The term “mama's boy” is supposed to be a bad thing. When you hear it, you often think of a 35-year-old man who still lives in his mother's house, being spoiled with meals, laundry and money. Or a man who has grown up and moved out but is still treated like a little boy and coddled emotionally.
But it doesn't have to be that way. I believe that it's entirely possible to raise a son who is independent and also maintains a healthy, loving relationship with his mother.
That's why I'm not afraid to say that I hope I raise a "mama's boy."
For as long as I can remember, my mother always told me to “marry a man without a mother.” I couldn’t understand why until I gave birth to a son. The bond between a mother and son is stronger than I could have anticipated. When my son was born, I remember thinking “No woman will love you as much as I do. Ever.”
While I will never say that to him, I'll always be thinking it.
I didn’t know it was possible to be so bonded and connected to someone but the moment I looked into his little face, I knew love on a whole new level. He is a preschooler now, but we are incredibly close. I love when our early morning cuddles, and when he throws his arms around me and says “I love you, Mommy.” I melt.
Now that he is getting older, lavishing too much affection on him gets us both admonished. We have such a close bond that he will often run to me for comfort if he’s sad or hurt. “Don’t be such a mama’s boy,” he’s told, and then I’m accused of coddling him. I hardly think that me kissing his scrape or giving him an extra long hug is going to make him never want to leave me.
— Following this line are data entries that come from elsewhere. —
PR #3004, opened 2024-06-23
Cohere Client

Hk669:

To enhance the support of non-OpenAI models with AutoGen. The Command family of models includes [Command](https://cohere.com/models/command), [Command R](https://docs.cohere.com/docs/command-r), and [Command R+](https://docs.cohere.com/docs/command-r-plus). Together, they are the text-generation LLMs powering conversational agents, summarization, copywriting, and similar use cases.

- [x] Pricing Implemented
- [x] API Checks
- [x] Create
- [x] tool calls
- [x] get_usage

## Checks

Just because I love my son with every fiber of my being doesn’t mean that I don’t want him to live his own life. I’m excited for him to go to school and make new friends. I’m not going to try to integrate myself into every facet of his life. A boy/man who can’t separate from his mother isn’t a mama’s boy; that’s co-dependence. My job is to love him enough but also give him the wings he needs to fly. I don’t want to live his life for him, nor do I need it to revolve around me.
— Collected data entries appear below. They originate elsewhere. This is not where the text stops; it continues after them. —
PR #1749, opened 2024-02-21
[AutoBuild] Introduce MetaAgent and MetaUserProxyAgent

LinxinS97:
## Why are these changes needed?

In this PR, I would like to introduce a new Agent called MetaAgent. MetaAgent can divide a task into multiple subtasks and solve them individually by a couple of auto-build nested conversations or by meta-prompting.

Meta Agent is easy to use, and its configuration is similar to AutoBuild. For example:
```python
import autogen
from autogen.agentchat.contrib.meta_agent import MetaAgent
from autogen.agentchat.contrib.meta_user_proxy_agent import MetaUserProxyAgent

# some necessary configurations
general_llm_config = {
    "temperature": 0,
    "config_list": autogen.config_list_from_json('OAI_CONFIG_LIST', filter_dict={"model": ["gpt-4-1106"]})
}
nested_mode_config = {
    "autobuild_init_config": {
        "config_file_or_env": "OAI_CONFIG_LIST",
        "builder_model": "gpt-4-1106",
        "agent_model": "gpt-4-1106"
    },
    "autobuild_build_config": {
        "default_llm_config": {
            "temperature": 0
        },
        "coding": True
    },
    "group_chat_config": {
        "max_round": 12
    },
    "group_chat_llm_config": general_llm_config.copy()
}

# initialize meta_agent and meta_user_proxy
meta_agent = MetaAgent(name="meta_agent", llm_config=general_llm_config, nested_mode="autobuild")
meta_user_proxy = MetaUserProxyAgent(
    name="meta_user_proxy",
    nested_mode_config=nested_mode_config,
    code_execution_config={
        "use_docker": False,
    }
)

# start conversation
meta_user_proxy.initiate_chat(
    meta_agent, 
    message="What is the result when the greatest common factor of 6432 and 132 is increased by 11? Put your final answer in \\box{}."
)
``` 

## Checks

- [ ] I've included any doc changes needed for https://microsoft.github.io/autogen/. See https://microsoft.github.io/autogen/docs/Contribute#documentation to build and test documentation locally.
- [ ] I've added tests (if relevant) corresponding to the changes introduced in this PR.
- [ ] I've made sure all auto checks have passed.

PR #3042, opened 2024-06-29
[AutoBuild] Introducing CaptainAgent

LeoLjl:
Introducing CaptainAgent, an agent that can break down tasks and dynamically call AutoBuild as a tool to solve the subtasks. In one tool call, the CaptainAgent will provide the building task, execution task and group name. The building task is used to assemble group of experts, the execution task is what the experts need to solve. 

We propose a RAG-like pipeline for expert group generation. Given a building task, we perform similarity search in agent library and find topk candidates, then let LLM to select the best fit. If no expert is suitable for the task, new experts will be generated. Tools will be retrieved and binded to the experts.

This is the updated version of PR #2414 #1749. 

This PR is still under active construction. Below is the roadmap for merging it.

- [x] Add full content of tool library.
- [ ] Add test for captain agent.
- [ ] Add agent library. The full content of agent library is too large and requires deduplication. 
- [x] Revise the notebook that introduces MetaAgent. The current one only involves tool library.
- [ ] Finish blog post.

Additional feature(s) that are on the todo list.

- [ ] Make it more customizable. The current design is a static library. Introduce API for users to add their own tools and agents into metaagent library.

## Related issue number
PR #2414 #1749 

## Checks


Josephrp (commented):
seems like a lot of new and useful tools, it could be a good idea to split the PR accordingly with independent examples for some of the new tools while the "main" agentic contributions standalone when they are ready 🙂

LinxinS97:
Currently, the example in the notebook needs to be better because the model cannot read the image, which causes an inconsistency in conversation. Maybe you should consider using another example to exhibit this feature better.

Cyphergaminola (approved):

PR #7947, opened 2026-07-11
fix: return single-chunk streamed content in Ollama create_stream

HumphreySun98:

When a streamed Ollama completion produces exactly **one** content chunk and no
tool calls (a short response returned in a single chunk), the final-result
assembly in `create_stream` matches neither the tool-call branch
(`len(content_chunks) > 0 and full_tool_calls`) nor the text branch — which
required `len(content_chunks) > 1` — and falls through to the `else`, setting
`content` to the empty tool-call list and `completion_tokens` to 0.

The text has already been streamed to the consumer chunk-by-chunk, but the
returned `CreateResult` reports `content == []` and zero completion tokens, so
any consumer reading `result.content` from a short streamed response gets an
empty list instead of the text, and usage accounting under-reports.

This PR:
- changes the text branch to `len(content_chunks) > 0`, so single-chunk text
  responses return their content;
- reads `completion_tokens` from the final chunk's `eval_count` for all
  branches, which also fixes the token undercount for tool-call-only streamed
  responses (the old `else` hardcoded 0).

The existing multi-chunk streaming tests pass unchanged; a new regression test
covers the single-chunk case (which was previously untested — the existing test
always slices content into ≥2 chunks).

## Related issue number

N/A — found during review of the streaming result assembly.

## Checks

### DIFF
--- a/python/packages/autogen-ext/src/autogen_ext/models/ollama/_ollama_client.py
+++ b/python/packages/autogen-ext/src/autogen_ext/models/ollama/_ollama_client.py
@@ -819,21 +819,17 @@ class BaseOllamaChatCompletionClient(ChatCompletionClient):
         content: Union[str, List[FunctionCall]]
         thought: Optional[str] = None
 
+        # Ollama reports the completion token usage on the final chunk's eval_count,
+        # regardless of whether the response is text, tool calls, or both.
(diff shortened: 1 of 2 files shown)


HumphreySun98:
Closing and immediately reopening to re-create the CI workflow runs (details in the comment that follows).

HumphreySun98:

I think most mothers of sons will agree that we want to raise strong, independent men who are open to love and compassion. I don’t want to raise a whiny, spineless man who lets me make decisions for him. And if I do overstep a boundary, I sure hope I’ve raised him to feel comfortable enough to tell me to back off.
I realize that his relationship with me will impact the romantic relationships he has as he gets older. While I hope he finds a woman to treats him as well as I do, I don't want to be put on a pedestal. I don't want him using our closeness against someone else. Mothers who do everything for their son (therefore spoiling them) give those boys and men unrealistic expectations for what the next woman in their life is going to do for them. “Well, my mom would do it” then becomes a phrase that gets thrown around. It's important to remind our boys that just because we do things for them, they shouldn’t expect it of every woman who comes after us.
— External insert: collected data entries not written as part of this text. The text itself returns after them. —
PR #7948, opened 2026-07-11
fix: include tool_choice in ChatCompletionCache cache key

HumphreySun98:

`ChatCompletionCache` forwards `tool_choice` to the underlying client, where it
materially changes the model's output (`"auto"` vs `"required"` vs `"none"` vs a
specific forced `Tool`). However `_check_cache` did not include `tool_choice`
when computing the cache key, so two otherwise-identical calls that differ only
in `tool_choice` collide on the same key — the second call silently returns the
first call's cached result:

Do I sometimes worry that he will want to live with me forever? Of course, but I also know that his independent streak is pretty long — I have a sinking feeling that when he flies the nest he's probably never coming back. I jokingly tell him now that he better not expect to live with me when he's 25, but who am I kidding? If he asked, I'd say yes.
But if he’s a grown ass man living in my house, he better not expect me to do everything for him, because that’s not happening. I love him to death, but coddling isn’t happening on my watch.